[Stored records]
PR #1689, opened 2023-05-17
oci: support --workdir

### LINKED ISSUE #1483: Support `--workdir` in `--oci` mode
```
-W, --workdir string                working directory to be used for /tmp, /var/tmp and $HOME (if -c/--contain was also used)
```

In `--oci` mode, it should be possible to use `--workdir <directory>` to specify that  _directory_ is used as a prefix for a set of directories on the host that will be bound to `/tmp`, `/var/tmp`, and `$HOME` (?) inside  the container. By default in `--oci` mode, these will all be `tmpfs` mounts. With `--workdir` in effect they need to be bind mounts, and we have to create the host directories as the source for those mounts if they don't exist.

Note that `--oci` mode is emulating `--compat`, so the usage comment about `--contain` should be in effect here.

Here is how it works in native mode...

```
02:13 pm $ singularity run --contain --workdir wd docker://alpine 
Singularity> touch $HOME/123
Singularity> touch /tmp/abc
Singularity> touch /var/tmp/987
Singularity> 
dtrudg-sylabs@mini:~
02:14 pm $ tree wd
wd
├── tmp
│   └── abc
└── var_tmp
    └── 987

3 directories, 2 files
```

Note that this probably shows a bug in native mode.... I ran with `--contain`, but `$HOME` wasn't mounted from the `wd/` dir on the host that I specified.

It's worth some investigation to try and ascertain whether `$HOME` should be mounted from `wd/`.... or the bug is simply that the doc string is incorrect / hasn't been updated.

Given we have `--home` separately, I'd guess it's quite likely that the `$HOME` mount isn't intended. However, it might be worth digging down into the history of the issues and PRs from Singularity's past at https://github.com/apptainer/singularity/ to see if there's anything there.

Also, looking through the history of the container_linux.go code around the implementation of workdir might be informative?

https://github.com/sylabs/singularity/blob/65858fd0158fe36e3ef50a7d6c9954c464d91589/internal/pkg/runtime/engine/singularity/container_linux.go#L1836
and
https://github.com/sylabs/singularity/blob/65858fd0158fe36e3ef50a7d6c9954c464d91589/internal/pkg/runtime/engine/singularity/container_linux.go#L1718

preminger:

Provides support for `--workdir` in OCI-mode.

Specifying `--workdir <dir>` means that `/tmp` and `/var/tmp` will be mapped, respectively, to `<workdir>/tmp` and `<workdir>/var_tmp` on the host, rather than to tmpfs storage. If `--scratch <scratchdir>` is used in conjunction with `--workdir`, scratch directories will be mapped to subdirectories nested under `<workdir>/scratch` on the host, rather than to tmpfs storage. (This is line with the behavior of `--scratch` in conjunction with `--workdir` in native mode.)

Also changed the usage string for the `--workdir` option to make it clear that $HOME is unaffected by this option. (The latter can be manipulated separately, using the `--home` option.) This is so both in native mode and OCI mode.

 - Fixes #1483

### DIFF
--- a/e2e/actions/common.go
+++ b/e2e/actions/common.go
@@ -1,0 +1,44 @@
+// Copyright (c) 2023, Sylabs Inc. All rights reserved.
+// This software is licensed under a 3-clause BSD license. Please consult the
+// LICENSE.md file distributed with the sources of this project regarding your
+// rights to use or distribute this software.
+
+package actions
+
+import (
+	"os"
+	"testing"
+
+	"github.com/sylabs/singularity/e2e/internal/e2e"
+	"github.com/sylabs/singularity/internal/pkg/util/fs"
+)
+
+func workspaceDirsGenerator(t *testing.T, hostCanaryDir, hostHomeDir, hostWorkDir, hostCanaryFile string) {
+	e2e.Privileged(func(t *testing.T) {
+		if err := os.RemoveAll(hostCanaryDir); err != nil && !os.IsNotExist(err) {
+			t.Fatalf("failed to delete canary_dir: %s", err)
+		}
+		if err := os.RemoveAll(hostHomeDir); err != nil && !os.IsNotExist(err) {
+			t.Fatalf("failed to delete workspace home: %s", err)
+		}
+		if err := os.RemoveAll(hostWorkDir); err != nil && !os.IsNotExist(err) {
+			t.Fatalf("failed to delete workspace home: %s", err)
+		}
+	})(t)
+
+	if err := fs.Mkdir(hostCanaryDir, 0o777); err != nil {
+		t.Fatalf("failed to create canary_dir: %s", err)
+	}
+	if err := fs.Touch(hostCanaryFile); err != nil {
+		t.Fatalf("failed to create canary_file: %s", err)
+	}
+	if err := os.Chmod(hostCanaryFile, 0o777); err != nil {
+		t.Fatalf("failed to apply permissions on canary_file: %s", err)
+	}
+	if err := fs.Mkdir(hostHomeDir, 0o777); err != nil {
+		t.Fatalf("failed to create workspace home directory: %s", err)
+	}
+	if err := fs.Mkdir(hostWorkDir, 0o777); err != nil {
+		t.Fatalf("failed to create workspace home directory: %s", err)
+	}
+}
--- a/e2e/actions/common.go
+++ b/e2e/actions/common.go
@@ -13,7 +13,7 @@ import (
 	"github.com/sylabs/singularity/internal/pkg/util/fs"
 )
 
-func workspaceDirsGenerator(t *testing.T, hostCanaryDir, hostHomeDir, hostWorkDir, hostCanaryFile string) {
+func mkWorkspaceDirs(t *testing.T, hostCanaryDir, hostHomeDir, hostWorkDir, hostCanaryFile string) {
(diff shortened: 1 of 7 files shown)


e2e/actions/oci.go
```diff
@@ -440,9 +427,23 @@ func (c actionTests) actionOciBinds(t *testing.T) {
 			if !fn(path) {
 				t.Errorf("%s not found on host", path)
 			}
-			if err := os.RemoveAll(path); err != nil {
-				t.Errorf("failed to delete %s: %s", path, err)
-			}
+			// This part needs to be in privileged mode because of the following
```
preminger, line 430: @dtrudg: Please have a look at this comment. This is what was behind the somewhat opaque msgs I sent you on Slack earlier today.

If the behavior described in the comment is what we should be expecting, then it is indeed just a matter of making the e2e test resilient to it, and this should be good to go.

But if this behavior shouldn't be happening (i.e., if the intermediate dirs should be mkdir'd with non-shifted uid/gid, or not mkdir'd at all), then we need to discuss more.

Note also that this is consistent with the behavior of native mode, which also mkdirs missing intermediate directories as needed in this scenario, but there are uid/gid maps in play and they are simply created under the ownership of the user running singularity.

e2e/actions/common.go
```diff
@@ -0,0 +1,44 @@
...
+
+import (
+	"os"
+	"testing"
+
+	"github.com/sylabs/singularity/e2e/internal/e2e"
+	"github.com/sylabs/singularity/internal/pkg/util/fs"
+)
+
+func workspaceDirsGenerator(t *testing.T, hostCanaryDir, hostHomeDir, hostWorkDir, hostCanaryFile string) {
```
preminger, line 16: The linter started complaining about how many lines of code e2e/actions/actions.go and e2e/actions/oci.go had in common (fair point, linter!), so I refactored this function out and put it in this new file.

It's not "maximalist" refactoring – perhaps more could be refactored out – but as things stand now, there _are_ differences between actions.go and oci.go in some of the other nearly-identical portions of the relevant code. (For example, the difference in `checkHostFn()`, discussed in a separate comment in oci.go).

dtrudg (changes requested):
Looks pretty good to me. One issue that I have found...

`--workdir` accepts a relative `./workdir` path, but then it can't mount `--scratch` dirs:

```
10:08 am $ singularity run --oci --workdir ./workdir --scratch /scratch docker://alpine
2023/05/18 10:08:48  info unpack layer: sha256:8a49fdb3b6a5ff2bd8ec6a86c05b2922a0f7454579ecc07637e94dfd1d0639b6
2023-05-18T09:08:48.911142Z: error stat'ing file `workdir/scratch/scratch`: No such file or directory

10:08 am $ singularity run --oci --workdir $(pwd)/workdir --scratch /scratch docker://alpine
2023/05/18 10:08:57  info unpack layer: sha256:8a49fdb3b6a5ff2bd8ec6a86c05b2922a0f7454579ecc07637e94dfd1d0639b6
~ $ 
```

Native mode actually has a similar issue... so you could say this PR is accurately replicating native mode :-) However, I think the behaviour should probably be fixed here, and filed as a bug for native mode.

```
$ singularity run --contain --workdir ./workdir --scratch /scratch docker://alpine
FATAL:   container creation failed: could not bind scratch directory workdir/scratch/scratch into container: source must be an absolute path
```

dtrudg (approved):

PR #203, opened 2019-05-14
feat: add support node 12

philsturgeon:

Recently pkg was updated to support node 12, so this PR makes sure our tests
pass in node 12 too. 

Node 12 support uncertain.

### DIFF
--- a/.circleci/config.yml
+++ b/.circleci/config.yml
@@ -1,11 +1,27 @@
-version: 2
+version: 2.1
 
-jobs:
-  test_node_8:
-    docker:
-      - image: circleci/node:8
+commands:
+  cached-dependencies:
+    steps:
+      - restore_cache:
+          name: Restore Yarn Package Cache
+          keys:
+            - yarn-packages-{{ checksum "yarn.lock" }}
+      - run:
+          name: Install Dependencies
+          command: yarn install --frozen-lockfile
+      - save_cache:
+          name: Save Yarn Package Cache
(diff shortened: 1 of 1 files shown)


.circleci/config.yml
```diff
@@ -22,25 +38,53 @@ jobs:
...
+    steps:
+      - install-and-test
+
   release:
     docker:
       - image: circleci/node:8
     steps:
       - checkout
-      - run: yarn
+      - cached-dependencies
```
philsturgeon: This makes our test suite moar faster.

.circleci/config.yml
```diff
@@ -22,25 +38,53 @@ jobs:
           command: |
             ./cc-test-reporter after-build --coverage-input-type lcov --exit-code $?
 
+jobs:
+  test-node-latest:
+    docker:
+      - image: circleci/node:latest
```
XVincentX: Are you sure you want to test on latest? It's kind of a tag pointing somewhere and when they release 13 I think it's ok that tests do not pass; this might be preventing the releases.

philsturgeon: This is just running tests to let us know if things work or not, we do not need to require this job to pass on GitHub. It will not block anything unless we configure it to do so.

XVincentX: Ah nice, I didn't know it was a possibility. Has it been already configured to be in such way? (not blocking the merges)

**Problem statement**
Look through the entries, and return every line that the word "directory" appears in.

**Answer space**
-W, --workdir string                working directory to be used for /tmp, /var/tmp and $HOME (if -c/--contain was also used)
In `--oci` mode, it should be possible to use `--workdir <directory>` to specify that  _directory_ is used as a prefix for a set of directories on the host that will be bound to `/tmp`, `/var/tmp`, and `$HOME` (?) inside  the container. By default in `--oci` mode, these will all be `tmpfs` mounts. With `--workdir` in effect they need to be bind mounts, and we have to create the host directories as the source for those mounts if they don't exist.
+		t.Fatalf("failed to create workspace home directory: %s", err)
+		t.Fatalf("failed to create workspace home directory: %s", err)
2023-05-18T09:08:48.911142Z: error stat'ing file `workdir/scratch/scratch`: No such file or directory
FATAL:   container creation failed: could not bind scratch directory workdir/scratch/scratch into container: source must be an absolute path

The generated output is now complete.